R-hat, computed using arviz.stats.diagnostics.rhat with method “rank” as recommended by Vehtari et al. (2019):

alpha_0 --> [1.0005769649827772, 1.0054072745092795, 1.0023537339076731, 0.9997855428028828]
alpha_1 --> [1.001864355125387,  1.0002215806140762, 1.001409586288863,  1.0008983684618922]
beta_0 -->  [1.0019336712313256, 1.0023003422465009, 1.0007937310605026, 1.0004301100316715]
beta_1 -->  [1.0005593339982681, 1.0012431220563995, 1.0048257725411378, 1.0002552628181007]
sigma_y --> 0.9996408560494754


Effective sample sizes, computed using arviz.stats.diagnostics.ess:

alpha_0 --> [385.1719463862104, 471.14315173768296, 1053.620438202132,  1330.9781345520635]
alpha_1 --> [5533.91355121317,  5616.106077686486,  4824.792580444725,  5061.8671337863625]
beta_0 -->  [600.4433065181482, 802.7004026449933,  1231.4454483759562, 1307.845002511886]
beta_1 -->  [1448.33035271917,  940.8664031204794,  1189.7891103158381, 1576.446733292215]
sigma_y --> 3894.943574084451


Divergent transitions, computed using np.sum(mcmc_obj.method_variables()['divergent__']), where mcmc_obj is the CmdStanMCMC object:

0

Nothing looks too amiss with these diagnostics and you say the results are “satisfactory in many aspects”, so perhaps its enough to say that the fit is sufficient?

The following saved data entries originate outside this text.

PR #1469, opened 2026-06-10
Content-Ops Claim Evidence Prompt Schema

canfieldjuan:
Plan: plans/PR-Content-Ops-Claim-Evidence-Prompt-Schema.md
Slice phase: Functional validation

This PR captures the deterministic prompt and JSON Schema contract for the #1435 `verify_claim_evidence` structured-witness slot. It keeps the benchmark path provider-neutral and reproducible before any model runner exists: one helper renders the prompt from a fixture triple, and the strict response schema stays aligned with the existing decoded response validator.

## Intentional
- The prompt/schema helper lives in the existing benchmark module instead of a provider-runner module. The runner is still deferred, and keeping the contract adjacent to the scorer avoids a second source of truth.
- The schema remains provider-neutral JSON Schema rather than OpenAI-, Anthropic-, or FastMCP-specific metadata. Provider adapters can wrap it later.
- The prompt does not include ground-truth labels or benchmark thresholds. Those remain scorer inputs, not witness inputs.
- `claim_text` is added to the unmerged fixture contract instead of overloading `claim_id`. That preserves traceability semantics before any real benchmark fixture is published.

## Deferred
- Provider/model runner and prompt execution.
- Result artifact, scoring table, agreement matrix, failure-case list, and go/no-go writeup.
- Batch fixture directories and operator labeling workflow.
- Verifier rubric inclusion and MCP exposure only after benchmark results pass.

## Parked hardening
- None.

## Verification
- pytest tests/test_extracted_content_claim_evidence_benchmark.py tests/test_validate_content_ops_claim_evidence_fixture.py - 41 passed.
- python -m py_compile extracted_content_pipeline/claim_evidence_benchmark.py tests/test_extracted_content_claim_evidence_benchmark.py tests/test_validate_content_ops_claim_evidence_fixture.py - passed.
- git diff --check - passed.
- bash scripts/validate_extracted_content_pipeline.sh - passed.
- python extracted/_shared/scripts/forbid_atlas_reasoning_imports.py extracted_content_pipeline - passed.
- python scripts/audit_extracted_standalone.py --fail-on-debt - passed.
- bash scripts/check_ascii_python.sh - passed.
- bash scripts/run_extracted_pipeline_checks.sh - 3701 passed, 10 skipped.
- bash scripts/local_pr_review.sh --current-pr-body-file tmp/content_ops_claim_evidence_prompt_schema_pr_body.md - passed.

## AI reconciliation
- All fixed or waived: yes.
[...]

PR #1465, opened 2026-06-10
Content-Ops Claim Evidence Fixture CLI

canfieldjuan:
Plan: plans/PR-Content-Ops-Claim-Evidence-Fixture-CLI.md
Slice phase: Functional validation

This PR adds the deterministic operator handoff for #1435 fixture files: a local CLI reads one JSON or JSONL fixture file, validates it through the merged loader/validator, and prints a machine-readable JSON envelope with validity, errors, and bucket counts. It does not call models, prompt providers, write benchmark result artifacts, alter verifier behavior, or expose MCP transport.

## Intentional
- The CLI validates one local file at a time; batch runs and corpus management belong with the future benchmark runner.
- Auto format inference is suffix-only and fail-closed rather than content-sniffed.
- The output envelope includes aggregate counts, not full fixture rows, to avoid dumping labeled evidence text by default.

## Deferred
- Batch fixture directories and operator labeling workflow.
- Provider/model runner and prompt/schema capture.
- Results table, inter-model agreement matrix, failure-case list, and go/no-go writeup.
- Verifier rubric inclusion and MCP exposure only after benchmark results pass.

## Parked hardening
- None.

## AI reconciliation
- All fixed or waived: yes.
- Fixed reviewer BLOCKER: rebased onto current `origin/main` so the deflection repeat-volume preview commit is no longer reversed by this PR.
- Fixed reviewer MAJOR / Codex P2: added the CLI script and focused test path to `.github/workflows/extracted_pipeline_checks.yml` under both `pull_request` and `push`.

## Verification
- pytest tests/test_validate_content_ops_claim_evidence_fixture.py tests/test_extracted_content_claim_evidence_benchmark.py - 37 passed.
- python -m py_compile scripts/validate_content_ops_claim_evidence_fixture.py tests/test_validate_content_ops_claim_evidence_fixture.py - passed.
- python scripts/audit_extracted_pipeline_ci_enrollment.py - passed.
- bash scripts/validate_extracted_content_pipeline.sh - passed.
- python extracted/_shared/scripts/forbid_atlas_reasoning_imports.py extracted_content_pipeline - passed.
- python scripts/audit_extracted_standalone.py --fail-on-debt - passed.
- bash scripts/check_ascii_python.sh - passed.
- bash scripts/run_extracted_pipeline_checks.sh - 3697 passed, 10 skipped.
- bash scripts/local_pr_review.sh --current-pr-body-file tmp/content_ops_claim_evidence_fixture_cli_pr_body.md - passed.

[...]

PR #1443, opened 2026-06-09
Content-Ops Claim Evidence Benchmark Core

canfieldjuan:
Plan: plans/PR-Content-Ops-Claim-Evidence-Benchmark-Core.md
Slice phase: Functional validation

Issue #1435 defines claim/evidence support verification as the first candidate structured-judgment slot, but only after empirical reliability gates pass. This PR lands the deterministic benchmark core only: decoded triples, decoded structured responses, scoring, agreement, stability, confidence calibration, and threshold verdicts. It does not add a runner, model calls, rubric wiring, or MCP exposure.

## Intentional
- Deterministic benchmark scoring only; no model runner, verifier rubric slot, MCP tool, DB, or provider call.
- Decoded mappings are the input boundary for this slice; transport parsing belongs to the future benchmark runner.
- Pairwise agreement is raw support-label agreement because #1435 commits to raw agreement as the threshold.

## Deferred
- Operator-labeled seed triples and the final roughly 40-case benchmark set.
- Model runner, prompt, JSON Schema capture, result artifact export, and go/no-go writeup.
- Verifier rubric inclusion and MCP exposure only after benchmark thresholds justify the slot.

## Parked hardening
- None.

## Verification
- pytest tests/test_extracted_content_claim_evidence_benchmark.py - 15 passed.
- bash scripts/validate_extracted_content_pipeline.sh - passed.
- python extracted/_shared/scripts/forbid_atlas_reasoning_imports.py extracted_content_pipeline - passed.
- python scripts/audit_extracted_standalone.py --fail-on-debt - passed.
- bash scripts/check_ascii_python.sh - passed.
- bash scripts/run_extracted_pipeline_checks.sh - 3586 passed, 10 skipped.
- bash scripts/local_pr_review.sh --current-pr-body-file tmp/content_ops_claim_evidence_benchmark_core_pr_body.md - passed.

## Diff size
5 files, +816 / -0. Over the usual target because this is gate logic and the same slice carries the negative fixtures required by AGENTS 3i plus the review-requested partial-coverage regression.

PR #1475, opened 2026-06-10
Content-Ops Claim Evidence Runner Harness

canfieldjuan:
Plan: plans/PR-Content-Ops-Claim-Evidence-Runner-Harness.md

This PR adds the deterministic runner harness for the #1435 `verify_claim_evidence` reliability gate. It renders the merged prompt/schema contract for each benchmark triple, calls an injected provider boundary, decodes structured responses through the existing validator, and records malformed provider output or provider exceptions as data instead of raising. It keeps live model adapters, credentials, result artifacts, verifier rubric wiring, MCP tools, database behavior, and live-client behavior out of scope.

## Intentional
- The provider is injected, not a concrete OpenAI, Anthropic, OpenRouter, or MCP client.
- The runner records per-row errors but does not score or write result artifacts.
- Provider exceptions are recorded by class name only; provider messages are not persisted in this pure package layer.
- The harness stays in the existing benchmark module because this is still the package-owned reliability gate, not host-layer provider wiring.

## Deferred
- Concrete provider adapters and any live model execution.
- Batch CLI for running provider models over fixture files.
- Result artifact, scoring table, agreement matrix, failure-case list, and go/no-go writeup.
- Batch fixture directories and operator labeling workflow.

## Parked hardening
- None.

## Verification
- pytest tests/test_extracted_content_claim_evidence_benchmark.py - 41 passed.
- python -m py_compile extracted_content_pipeline/claim_evidence_benchmark.py tests/test_extracted_content_claim_evidence_benchmark.py - passed.
- git diff --check - passed.
- bash scripts/run_extracted_pipeline_checks.sh - 3708 passed, 10 skipped.
- bash scripts/local_pr_review.sh --allow-dirty --current-pr-body-file tmp/content_ops_claim_evidence_runner_harness_pr_body.md - passed.
- bash scripts/local_pr_review.sh --current-pr-body-file tmp/content_ops_claim_evidence_runner_harness_pr_body.md - passed.

## AI reconciliation
- All fixed or waived: yes.
- Fixed reviewer BLOCKER: rebased onto current `origin/main` so #1470 and #1473 are no longer missing from the branch.
- Fixed reviewer MAJOR / Codex P2: `ClaimEvidenceResponse.from_mapping` now rejects response fields outside the strict schema set, and runner tests prove extra-field provider drift stays out of `responses_by_triple_id`.

## Diff size
4 files, +398 / -1.

### DIFF
--- a/docs/content_ops_claim_evidence_benchmark_fixtures.md
+++ b/docs/content_ops_claim_evidence_benchmark_fixtures.md
@@ -124,6 +124,25 @@ Field rules:
 
 Extra response fields are not part of the contract.
 
+## Runner Harness
+
+The benchmark runner harness is intentionally provider-injected. It renders the
+prompt/schema contract for each valid fixture row, calls a supplied provider
+boundary, and decodes the returned response through the same structured-response
+validator documented above.
+
+Runner output is a per-model in-memory result:
+
+- valid rows expose decoded responses keyed by `triple_id` for the existing
+  scorer;
+- malformed provider responses are recorded as row errors and excluded from the
+  response map;
+- provider exceptions are recorded by exception class name and do not stop later
+  rows from running.
+
+The harness does not choose models, read credentials, call network providers,
+write benchmark result files, or expose verifier/MCP behavior.
+
 ## Hard Cases
 
 Hard rows should feel like realistic B2B SaaS marketing copy and include cases
--- a/extracted_content_pipeline/claim_evidence_benchmark.py
+++ b/extracted_content_pipeline/claim_evidence_benchmark.py
@@ -9,9 +9,10 @@ structured witness responses against the reliability thresholds from issue
 from __future__ import annotations
 
 import json
+from collections.abc import Sequence as RuntimeSequence
 from dataclasses import dataclass
 from itertools import combinations
-from typing import Mapping, Sequence
+from typing import Callable, Mapping, Sequence
 
 
 EASY = "easy"
@@ -25,6 +26,7 @@ FIXTURE_FORMAT_JSON = "json"
 FIXTURE_FORMAT_JSONL = "jsonl"
 VALID_FIXTURE_FORMATS = frozenset({FIXTURE_FORMAT_JSON, FIXTURE_FORMAT_JSONL})
 VERIFY_CLAIM_EVIDENCE_CONTRACT_VERSION = "verify_claim_evidence.v1"
+CLAIM_EVIDENCE_RESPONSE_FIELDS = frozenset({"supports", "confidence", "reason"})
 
 
 def _required_text(data: Mapping[str, object], key: str) -> str | None:
@@ -128,6 +130,11 @@ class ClaimEvidenceResponse:
             return None, ("response must be an object",)
 
         errors: list[str] = []
+        unexpected_fields = sorted(
+            str(key) for key in data.keys() if key not in CLAIM_EVIDENCE_RESPONSE_FIELDS
+        )
+        if unexpected_fields:
+            errors.append(f"unexpected fields: {', '.join(unexpected_fields)}")
         supports = _required_bool(data, "supports")
         confidence = _required_confidence(data, "confidence")
         reason = _required_text(data, "reason")
@@ -157,6 +164,11 @@ class ClaimEvidencePromptContract:
     contract_version: str
     prompt: str
     response_schema: Mapping[str, object]
+
+
+ClaimEvidenceProvider = Callable[
+    [str, ClaimEvidenceTriple, ClaimEvidencePromptContract], object
+]
 
 
 def claim_evidence_response_json_schema() -> dict[str, object]:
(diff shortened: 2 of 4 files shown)


canfieldjuan (commented):
## BLOCKER + MAJOR (co-signing Codex P2)

This PR adds the deterministic runner harness for `verify_claim_evidence` — provider-injected boundary, decoded-response handling, malformed-response-as-data discipline. The structural intent is sound and well-scoped. Two issues block merge:

1. **BLOCKER**: stale-base — would revert #1470 ("Add maturity_sweep advisory CI check") across 4 files. Sixth recurring instance.
2. **MAJOR (Codex P2 co-signed)**: schema/decoder drift — schema advertises `additionalProperties: false`, decoder accepts extras. Empirically reproduced: a drifting provider returns the required fields plus leaked chain-of-thought + internal metadata, and the runner records it as a valid response with no errors.

## BLOCKER — sixth stale-base instance

```
$ git log origin/main..62673bae --oneline
62673bae Content-Ops Claim Evidence Runner Harness   (1 commit ahead)

$ git log 62673bae..origin/main --oneline
8f01b1d1 Add maturity_sweep advisory CI check (structural brittleness triage) (#1470)
```

The PR is missing #1470. Diff vs `origin/main` shows the inverse — 4 files of #1470's work would be deleted:

```
D .github/workflows/maturity_sweep_advisory.yml
D plans/PR-Maturity-Sweep-Advisory-CI.md
D scripts/maturity_sweep.py
D tests/test_maturity_sweep.py
```

Standard rebase fix:

```bash
git fetch origin
git rebase origin/main
git push --force-with-lease
```

### Process pattern continues

Sixth instance across the content-ops PR stream:
- #1433 round 1 — missing #1432
- #1438 — missing `bdab4af4`
- #1443 round 1 — missing #1436 + #1441
- #1465 round 1 — missing `74bc1d2c`
- #1469 — CLEAN (the streak broke)
- **#1475 (this) — missing #1470**

#1469 demonstrated the rebase-before-push pattern works (and the builder kept that discipline through their later push to #1469). Worth re-anchoring on that practice for this lane.

## MAJOR — Codex P2 co-signed, empirically reproduced

> When a provider returns the required fields plus any extra property, this runner accepts it because `ClaimEvidenceResponse.from_mapping` ignores unknown keys; the row then appears in `responses_by_triple_id` and can be scored as valid. That conflicts with the strict response schema handed to the provider (`additionalProperties: false`)...

Empirical:

```python
schema = claim_evidence_response_json_schema()
# schema["additionalProperties"] = False  ← strict

drifted = {
    "supports": True,
    "confidence": 5,
    "reason": "Direct restatement.",
    "leaked_chain_of_thought": "Let me think step by step. First...",
    "internal_metadata": {"model_version": "x.y.z"},
}
decoded, errors = ClaimEvidenceResponse.from_mapping(drifted)
# decoded = ClaimEvidenceResponse(supports=True, confidence=5, ...)
# errors = ()  ← no rejection
```

So a provider that:
- Drifts from the contract by adding fields (leaked reasoning, model metadata, anything else)
- Has `additionalProperties: false` schema validation disabled or working in best-effort mode

Gets recorded by the runner as a clean response. The benchmark would count this row as valid in its accuracy calculation. False-green at the most stress-tested point of the slot (does the model actually conform to the contract).

This is the same class as #1469's P2 (schema/decoder drift on `reason` whitespace), now on the extras axis. Pattern is worth flagging as a class — schema/decoder compatibility is the slice's load-bearing contract, and it needs to be tested in both directions for every constraint the schema advertises.

### Fix

Two options, both small:

**Option A** (recommended): Enforce strict field set in `ClaimEvidenceResponse.from_mapping`:

```python
ALLOWED_FIELDS = frozenset({"supports", "confidence", "reason"})

@classmethod
def from_mapping(cls, data):
    if not isinstance(data, Mapping):
        return None, ("response must be an object",)
    extra = set(data.keys()) - ALLOWED_FIELDS
    if extra:
        return None, (f"unexpected fields: {', '.join(sorted(extra))}",)
    # ... rest of validation
```

**Option B**: Enforce in the runner before calling the decoder. Less clean (duplicates the constraint in two places) but doesn't touch the decoder's external API.

Option A is the right call — the schema/decoder contract should be enforced at the decoder boundary, not at every call site.

### Self-validation test to add alongside the fix

A round-trip test that confirms every schema constraint maps to a decoder rejection:

```python
def test_decoder_rejects_what_schema_rejects():
    # Constraint: additionalProperties: false → decoder rejects extras
    decoded, errors = ClaimEvidenceResponse.from_mapping({
        "supports": True, "confidence": 4, "reason": "x", "extra": "y"
    })
    assert decoded is None
    assert any("unexpected" in e for e in errors)
    # Constraint: reason pattern \S → decoder rejects whitespace
    decoded, errors = ClaimEvidenceResponse.from_mapping({
        "supports": True, "confidence": 4, "reason": "   "
    })
    assert decoded is None
```

This test would have caught both P2s in #1469 and this PR. Worth landing as part of the fix to prevent future drift in the same class.

## What's good

- **Provider injection** (not coupled to OpenRouter/OpenAI/Anthropic). Right call — testable with fakes, doesn't pull a network dependency into the package layer.
- **Provider exceptions recorded by class name only** (not message text). Avoids leaking provider error details that could carry credentials or prompts.
- **Malformed responses recorded as data**, never raise. Single error-handling discipline across the run.
- **38 tests** pass locally; the new tests cover provider exception paths and decode failures.
- **Harness stays in the existing benchmark module**, single source of truth.

The architectural choices are sound. This is one missing constraint enforcement + the rebase.

## CI / state

GitHub auth was intermittently 401-ing during orientation; I'll trust the inline-comment level for Codex findings (none beyond the P2). `mergeable_state: unknown` reflects branch-protection waiting on lanes.

## 90s extended Codex re-poll

One P2 at `16:05:08Z`, co-signed above. No new findings during the race window.

## Verdict

- **BLOCKER**: stale PR branch reverts #1470 across 4 files. Rebase.
- **MAJOR (P2 co-signed)**: schema/decoder drift on `additionalProperties: false`. Enforce strict field set in `ClaimEvidenceResponse.from_mapping` (Option A) + add a self-validation round-trip test.
- **NIT**: same drift-class as #1469's P2. Worth a permanent decoder-vs-schema round-trip test rather than a per-PR catch — the test is small, the regression cost is high.

The runner shape is correct; this is one constraint enforcement + the rebase.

I’m not 100% sure what you mean by:

The traceplot itself never goes below 0 because \beta_1 is defined in your model as a strictly positive quantity, so no samples below 0 are kept. I don’t believe there is any issue with the estimates of \beta_1 being very small.

1 Like

Thanks, @amas0 . I also thought that a high density near zero is not necessarily an issue, but rather indicates that the differences between individuals are insignificant relative to parameter \theta_1 (complete pooling would work fine). What made me doubt is that this does not happen for parameter \theta_0, whose distribution has a width \beta_0 “located far” from zero. I had never come across such a situation, and so I hesitated (I didn’t want to make the mistake of interpreting the phenomenon incorrectly as a consequence of having made a mistake in fitting the statistical model). Thank you all so much again for your answers. We can close this thread.

1 Like

Yeah, I believe the takeaway here is that if your model is to be trusted, then within a treatment you have very consistent random slopes, \theta_1, i.e. given a treatment, your outcome scales consistently with the covariate x. On the other hand, you have a range of valid random intercepts, \theta_0, within each treatment. More or less, the fit tells you that within a treatment, intercepts vary at the individual level, but the scaling with x is consistent across individuals.

From there it’s up to your domain expertise and interrogating the model/data to see if that is consistent with what you expect.